__Exercise prompt__
Would you output all the data exactly as it stands?

__Data for the task__
PR #1641, opened 2026-04-15
feat: set Spotmaxprice for Spot VMs

wdarko1:
Fixes #1631 

**Description**

Adds a user-configurable spotMaxPrice field to AKSNodeClass for controlling the max hourly USD price for spot VMs. If prices exceed this hourly rate, spot VMs are voluntarily disrupted. [Spot Max Price documentation](https://learn.microsoft.com/azure/aks/spot-node-pool#max-price-for-a-spot-pool)

Valid values are any positive decimal (up to 5 decimal places) or -1 (no price-based eviction, default).

## API
- Added `SpotMaxPrice *float64` to `AKSNodeClassSpec` in both `v1beta1` and `v1alpha2`
- Default: `-1` via `+kubebuilder:default=-1`
- CEL validation: `spotMaxPrice == -1.0 || spotMaxPrice > 0.0` — rejects `0` and any negative other than `-1`
- Field is silently ignored for on-demand capacity type
- Bumped `AKSNodeClassHashVersion` v3 → v4 (new field has non-zero default; triggers re-reconcile of existing NodeClasses)

```yaml
spec:
  spotMaxPrice: "0.98765"   # max $0.98765/hr; use "-1" to disable price-based eviction
```

## Fixed-point helper
New `ParseSpotMaxPrice` / `SpotMaxPriceFixed()` in `pkg/apis/v1beta1/spotmaxprice.go` (mirrored in `v1alpha2`) parses the string to `int64` (USD × 100000) using string splitting + `strconv` — no `float`, `big.Float`, or decimal libs:

```
nil       → nil
"-1"      → -1     (sentinel: no price-based eviction)
"2"       → 200000
"0.98765" → 98765
"0"       → error  (must be > 0)
"1.123456"→ error  (> 5 decimal places)
```

## Provisioning
- **VM path** (`vminstance.go`): `setVMPropertiesBillingProfile` now reads `nodeClass.Spec.SpotMaxPrice`, falls back to `-1` if nil
- **AKS Machine API path** (`aksmachineinstancehelpers.go`): New `configureSpotBilling` helper sets `MachineBillingProfile.SpotMaxPrice` (`float64` → `float32` conversion at call site) for Spot; returns `nil` for on-demand
- `setVMPropertiesBillingProfile` and `configureSpotBilling` convert the validated string to float only at the Azure API boundary (`strconv.ParseFloat`), which is safe since the CRD pattern has already validated the format.

## Generated / CRD
- Updated `zz_generated.deepcopy.go` in both API versions
- Updated `karpenter.azure.com_aksnodeclasses.yaml` with the new field schema and CEL validation rule in both version schemas

* Unit tests for `setVMPropertiesBillingProfile` and `configureSpotBilling` covering nil, -1, positive values, and on-demand no-op
* CEL validation table tests: valid (-1, 0.5, 0.98765, 100.0) and invalid (0, -0.5, -2)
Hash test entries for SpotMaxPrice mutation; currentHashVersion updated to "v5"

- [ ] Yes, issue opened: # 
- [x] No

**Release Note**

```release-note
Spot Max Price can now be set to allow users to set a maximum allowed spot VM hourly price, and evict spot nodes once they exceed that value. [Spot Max Price documentation](https://learn.microsoft.com/azure/aks/spot-node-pool#max-price-for-a-spot-pool)
```


tallaxes (commented):
Some thoughts (focusing on the intent/design for starters):
* It would be better (in Kubernetes API) to represent "no limit" by omitting the setting (making field optional), rather than -1. (It would also simplify constraints/parsing, make it backward compatible, and likely get rid of hash version bump ...)
* Should we filter out the offerings that are known to be more expensive than max price, i.e. not even try provisioning them? (I don't think there is an obvious answer here, given the cached price may not be authoritative ...)
* This introduces new possible provisioning failure reasons, that need to be handled. Docs say `MaxPriceValueInvalid` (which we can probably make sure does not happen) and `SpotPriceGreaterThanProvidedMaxPrice` - which we need to think carefully about how to handle. (Would want to avoid trying and failing to provision the same spot SKU again and again ... May want to stop considering temporarily - but only for relevant AKSNodeClasses?)
* Would likely need both unit/acceptance tests for this (including simulated failures), and real E2E tests

PR #1645, opened 2026-04-24
feat: add support for kubernetes.azure.com/priority label

matthchr:
This should be preferred over the scalesetpriority variant

**Description**

* Unit tests
* E2E tests: https://github.com/Azure/karpenter-provider-azure/actions/runs/24908854155 - I believe all 3 of these flakes are known issues

- [ ] Yes, issue opened: # 
- [ ] No

**Release Note**

```release-note

```


tallaxes (approved):
LGTM. Something to consider for later (nothing blocking):

- Let's maybe update the 0006-requirements-and-labels.md with the new label? (And let's not forget the user-facing docs.)
- Do we need guidance on that `capacity-type`, `scalesetpriority`, and `priority` should not be mixed (unless the values agree) - or is it obvious? And maybe a preference? (`capacity-type` as canonical in Karpenter, unless one of the others needed for compatibility?)
- Wondering if we should look into surfacing “no instance types available” better (maybe with reason?) - as we introduce (more?) ways to have conflicting requirements ...

comtalyst (approved):

matthchr:
> Wondering if we should look into surfacing “no instance types available” better (maybe with reason?) - as we introduce (more?) ways to have conflicting requirements ...

Yeah this would be good to do for sure. I've had issues in the past where we ask for conflicting requirements and it's not that easy to figure out. I am not sure that this is really going to increase that chance much. There are lots of other ways we already have that result in this situation, but filed an issue for this here: https://github.com/Azure/karpenter-provider-azure/issues/1657

> Do we need guidance on that capacity-type, scalesetpriority, and priority should not be mixed (unless the values agree) - or is it obvious? And maybe a preference? (capacity-type as canonical in Karpenter, unless one of the others needed for compatibility?)

I will add it in the public docs.

> Let's maybe update the 0006-requirements-and-labels.md with the new label? (And let's not forget the user-facing docs.)

Sent a PR for this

__Task response__
PR #1641, opened 2026-04-15
feat: set Spotmaxprice for Spot VMs

wdarko1:
Fixes #1631 

**Description**

Adds a user-configurable spotMaxPrice field to AKSNodeClass for controlling the max hourly USD price for spot VMs. If prices exceed this hourly rate, spot VMs are voluntarily disrupted. [Spot Max Price documentation](https://learn.microsoft.com/azure/aks/spot-node-pool#max-price-for-a-spot-pool)

Valid values are any positive decimal (up to 5 decimal places) or -1 (no price-based eviction, default).

## API
- Added `SpotMaxPrice *float64` to `AKSNodeClassSpec` in both `v1beta1` and `v1alpha2`
- Default: `-1` via `+kubebuilder:default=-1`
- CEL validation: `spotMaxPrice == -1.0 || spotMaxPrice > 0.0` — rejects `0` and any negative other than `-1`
- Field is silently ignored for on-demand capacity type
- Bumped `AKSNodeClassHashVersion` v3 → v4 (new field has non-zero default; triggers re-reconcile of existing NodeClasses)

```yaml
spec:
  spotMaxPrice: "0.98765"   # max $0.98765/hr; use "-1" to disable price-based eviction
```

## Fixed-point helper
New `ParseSpotMaxPrice` / `SpotMaxPriceFixed()` in `pkg/apis/v1beta1/spotmaxprice.go` (mirrored in `v1alpha2`) parses the string to `int64` (USD × 100000) using string splitting + `strconv` — no `float`, `big.Float`, or decimal libs:

```
nil       → nil
"-1"      → -1     (sentinel: no price-based eviction)
"2"       → 200000
"0.98765" → 98765
"0"       → error  (must be > 0)
"1.123456"→ error  (> 5 decimal places)
```

## Provisioning
- **VM path** (`vminstance.go`): `setVMPropertiesBillingProfile` now reads `nodeClass.Spec.SpotMaxPrice`, falls back to `-1` if nil
- **AKS Machine API path** (`aksmachineinstancehelpers.go`): New `configureSpotBilling` helper sets `MachineBillingProfile.SpotMaxPrice` (`float64` → `float32` conversion at call site) for Spot; returns `nil` for on-demand
- `setVMPropertiesBillingProfile` and `configureSpotBilling` convert the validated string to float only at the Azure API boundary (`strconv.ParseFloat`), which is safe since the CRD pattern has already validated the format.

## Generated / CRD
- Updated `zz_generated.deepcopy.go` in both API versions
- Updated `karpenter.azure.com_aksnodeclasses.yaml` with the new field schema and CEL validation rule in both version schemas

* Unit tests for `setVMPropertiesBillingProfile` and `configureSpotBilling` covering nil, -1, positive values, and on-demand no-op
* CEL validation table tests: valid (-1, 0.5, 0.98765, 100.0) and invalid (0, -0.5, -2)
Hash test entries for SpotMaxPrice mutation; currentHashVersion updated to "v5"

- [ ] Yes, issue opened: # 
- [x] No

**Release Note**

```release-note
Spot Max Price can now be set to allow users to set a maximum allowed spot VM hourly price, and evict spot nodes once they exceed that value. [Spot Max Price documentation](https://learn.microsoft.com/azure/aks/spot-node-pool#max-price-for-a-spot-pool)
```


tallaxes (commented):
Some thoughts (focusing on the intent/design for starters):
* It would be better (in Kubernetes API) to represent "no limit" by omitting the setting (making field optional), rather than -1. (It would also simplify constraints/parsing, make it backward compatible, and likely get rid of hash version bump ...)
* Should we filter out the offerings that are known to be more expensive than max price, i.e. not even try provisioning them? (I don't think there is an obvious answer here, given the cached price may not be authoritative ...)
* This introduces new possible provisioning failure reasons, that need to be handled. Docs say `MaxPriceValueInvalid` (which we can probably make sure does not happen) and `SpotPriceGreaterThanProvidedMaxPrice` - which we need to think carefully about how to handle. (Would want to avoid trying and failing to provision the same spot SKU again and again ... May want to stop considering temporarily - but only for relevant AKSNodeClasses?)
* Would likely need both unit/acceptance tests for this (including simulated failures), and real E2E tests

PR #1645, opened 2026-04-24
feat: add support for kubernetes.azure.com/priority label

matthchr:
This should be preferred over the scalesetpriority variant

**Description**

* Unit tests
* E2E tests: https://github.com/Azure/karpenter-provider-azure/actions/runs/24908854155 - I believe all 3 of these flakes are known issues

- [ ] Yes, issue opened: # 
- [ ] No

**Release Note**

```release-note

```


tallaxes (approved):
LGTM. Something to consider for later (nothing blocking):

- Let's maybe update the 0006-requirements-and-labels.md with the new label? (And let's not forget the user-facing docs.)
- Do we need guidance on that `capacity-type`, `scalesetpriority`, and `priority` should not be mixed (unless the values agree) - or is it obvious? And maybe a preference? (`capacity-type` as canonical in Karpenter, unless one of the others needed for compatibility?)
- Wondering if we should look into surfacing “no instance types available” better (maybe with reason?) - as we introduce (more?) ways to have conflicting requirements ...

comtalyst (approved):

matthchr:
> Wondering if we should look into surfacing “no instance types available” better (maybe with reason?) - as we introduce (more?) ways to have conflicting requirements ...

Yeah this would be good to do for sure. I've had issues in the past where we ask for conflicting requirements and it's not that easy to figure out. I am not sure that this is really going to increase that chance much. There are lots of other ways we already have that result in this situation, but filed an issue for this here: https://github.com/Azure/karpenter-provider-azure/issues/1657

> Do we need guidance on that capacity-type, scalesetpriority, and priority should not be mixed (unless the values agree) - or is it obvious? And maybe a preference? (capacity-type as canonical in Karpenter, unless one of the others needed for compatibility?)

I will add it in the public docs.

> Let's maybe update the 0006-requirements-and-labels.md with the new label? (And let's not forget the user-facing docs.)

Sent a PR for this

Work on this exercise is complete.